◆ Records shown:
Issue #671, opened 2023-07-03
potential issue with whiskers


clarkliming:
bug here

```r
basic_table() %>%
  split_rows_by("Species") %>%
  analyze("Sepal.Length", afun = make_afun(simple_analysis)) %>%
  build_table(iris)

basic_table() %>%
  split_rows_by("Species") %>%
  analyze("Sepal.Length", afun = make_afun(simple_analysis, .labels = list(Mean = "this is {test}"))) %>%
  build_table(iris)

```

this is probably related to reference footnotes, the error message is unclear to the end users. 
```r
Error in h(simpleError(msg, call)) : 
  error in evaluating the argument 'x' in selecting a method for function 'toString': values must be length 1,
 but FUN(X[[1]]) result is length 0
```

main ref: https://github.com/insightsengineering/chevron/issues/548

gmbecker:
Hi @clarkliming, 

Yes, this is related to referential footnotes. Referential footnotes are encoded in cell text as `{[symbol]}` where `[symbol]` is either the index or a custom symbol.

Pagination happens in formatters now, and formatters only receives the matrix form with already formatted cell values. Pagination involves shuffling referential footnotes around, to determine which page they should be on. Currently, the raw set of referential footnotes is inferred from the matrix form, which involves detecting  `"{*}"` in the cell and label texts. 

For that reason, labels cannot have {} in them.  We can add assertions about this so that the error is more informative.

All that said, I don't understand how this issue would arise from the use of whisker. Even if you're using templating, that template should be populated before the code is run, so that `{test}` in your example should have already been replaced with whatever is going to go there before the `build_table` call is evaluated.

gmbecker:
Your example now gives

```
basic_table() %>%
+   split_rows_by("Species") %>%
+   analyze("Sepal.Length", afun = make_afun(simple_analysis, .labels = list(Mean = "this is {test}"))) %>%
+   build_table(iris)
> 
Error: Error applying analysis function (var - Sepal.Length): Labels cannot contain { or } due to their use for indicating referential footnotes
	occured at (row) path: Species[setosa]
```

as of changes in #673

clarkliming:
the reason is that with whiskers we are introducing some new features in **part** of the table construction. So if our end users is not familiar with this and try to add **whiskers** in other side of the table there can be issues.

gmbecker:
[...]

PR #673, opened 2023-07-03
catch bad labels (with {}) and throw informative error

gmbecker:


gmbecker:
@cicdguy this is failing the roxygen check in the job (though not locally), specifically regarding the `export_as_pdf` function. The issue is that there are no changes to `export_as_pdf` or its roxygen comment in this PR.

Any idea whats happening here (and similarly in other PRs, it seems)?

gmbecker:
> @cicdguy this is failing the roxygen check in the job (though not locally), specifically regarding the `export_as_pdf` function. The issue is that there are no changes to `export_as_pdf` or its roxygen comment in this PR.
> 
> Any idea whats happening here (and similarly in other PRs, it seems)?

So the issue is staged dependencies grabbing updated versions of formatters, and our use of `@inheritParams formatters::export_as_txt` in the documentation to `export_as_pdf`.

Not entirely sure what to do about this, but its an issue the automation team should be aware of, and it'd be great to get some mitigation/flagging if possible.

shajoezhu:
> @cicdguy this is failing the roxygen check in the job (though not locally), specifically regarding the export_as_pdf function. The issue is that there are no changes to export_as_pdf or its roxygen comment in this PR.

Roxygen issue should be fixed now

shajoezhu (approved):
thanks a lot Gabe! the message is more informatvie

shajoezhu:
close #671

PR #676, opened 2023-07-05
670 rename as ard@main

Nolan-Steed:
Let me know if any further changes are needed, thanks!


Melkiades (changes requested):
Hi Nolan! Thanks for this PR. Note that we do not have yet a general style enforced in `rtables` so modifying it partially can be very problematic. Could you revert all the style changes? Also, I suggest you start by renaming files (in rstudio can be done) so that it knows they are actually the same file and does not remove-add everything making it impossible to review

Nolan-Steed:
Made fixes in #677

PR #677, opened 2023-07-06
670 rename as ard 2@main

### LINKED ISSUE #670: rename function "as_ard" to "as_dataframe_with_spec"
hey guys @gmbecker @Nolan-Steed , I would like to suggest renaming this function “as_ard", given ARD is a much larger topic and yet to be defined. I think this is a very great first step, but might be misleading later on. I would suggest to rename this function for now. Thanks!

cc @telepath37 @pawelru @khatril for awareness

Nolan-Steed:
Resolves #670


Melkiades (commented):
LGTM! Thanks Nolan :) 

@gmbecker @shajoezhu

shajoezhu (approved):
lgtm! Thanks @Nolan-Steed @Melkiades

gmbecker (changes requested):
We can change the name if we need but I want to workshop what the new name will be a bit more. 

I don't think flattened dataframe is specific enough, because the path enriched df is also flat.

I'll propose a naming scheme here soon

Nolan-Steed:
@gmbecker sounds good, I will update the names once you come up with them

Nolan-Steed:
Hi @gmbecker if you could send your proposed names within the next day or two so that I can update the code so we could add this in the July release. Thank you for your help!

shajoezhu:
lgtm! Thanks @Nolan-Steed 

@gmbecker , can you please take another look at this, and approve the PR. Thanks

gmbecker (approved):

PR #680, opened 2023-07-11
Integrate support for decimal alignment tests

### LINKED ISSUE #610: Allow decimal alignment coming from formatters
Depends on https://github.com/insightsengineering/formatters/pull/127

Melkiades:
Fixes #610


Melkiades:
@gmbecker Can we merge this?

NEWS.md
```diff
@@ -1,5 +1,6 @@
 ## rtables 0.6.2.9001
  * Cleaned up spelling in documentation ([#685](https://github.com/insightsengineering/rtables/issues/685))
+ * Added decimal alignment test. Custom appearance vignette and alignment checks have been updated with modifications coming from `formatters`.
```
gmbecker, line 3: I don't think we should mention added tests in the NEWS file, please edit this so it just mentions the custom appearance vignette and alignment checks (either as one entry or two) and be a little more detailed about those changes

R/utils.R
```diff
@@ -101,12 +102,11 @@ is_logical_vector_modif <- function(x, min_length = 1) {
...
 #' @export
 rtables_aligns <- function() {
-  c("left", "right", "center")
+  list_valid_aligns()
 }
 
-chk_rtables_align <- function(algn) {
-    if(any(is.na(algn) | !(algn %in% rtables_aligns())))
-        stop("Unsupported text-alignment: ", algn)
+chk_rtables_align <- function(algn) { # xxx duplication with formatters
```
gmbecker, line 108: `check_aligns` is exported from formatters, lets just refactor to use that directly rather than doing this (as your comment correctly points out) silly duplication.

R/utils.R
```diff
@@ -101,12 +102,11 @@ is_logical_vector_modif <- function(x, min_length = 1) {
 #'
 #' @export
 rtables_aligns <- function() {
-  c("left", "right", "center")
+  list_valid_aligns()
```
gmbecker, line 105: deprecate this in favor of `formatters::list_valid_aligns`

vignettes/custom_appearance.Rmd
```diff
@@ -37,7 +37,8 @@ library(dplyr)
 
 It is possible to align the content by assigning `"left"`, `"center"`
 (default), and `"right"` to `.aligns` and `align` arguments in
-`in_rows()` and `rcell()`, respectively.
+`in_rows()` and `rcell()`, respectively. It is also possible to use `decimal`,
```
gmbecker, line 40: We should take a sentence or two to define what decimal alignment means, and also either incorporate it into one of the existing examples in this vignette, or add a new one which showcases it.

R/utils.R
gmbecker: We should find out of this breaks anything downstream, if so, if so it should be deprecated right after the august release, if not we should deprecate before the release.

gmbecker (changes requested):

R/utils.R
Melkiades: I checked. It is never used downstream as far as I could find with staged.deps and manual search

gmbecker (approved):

◆ Task goal:
The word "changes" occurs on certain lines of the material; count those lines and respond with the number only.

◆ Expected output:
10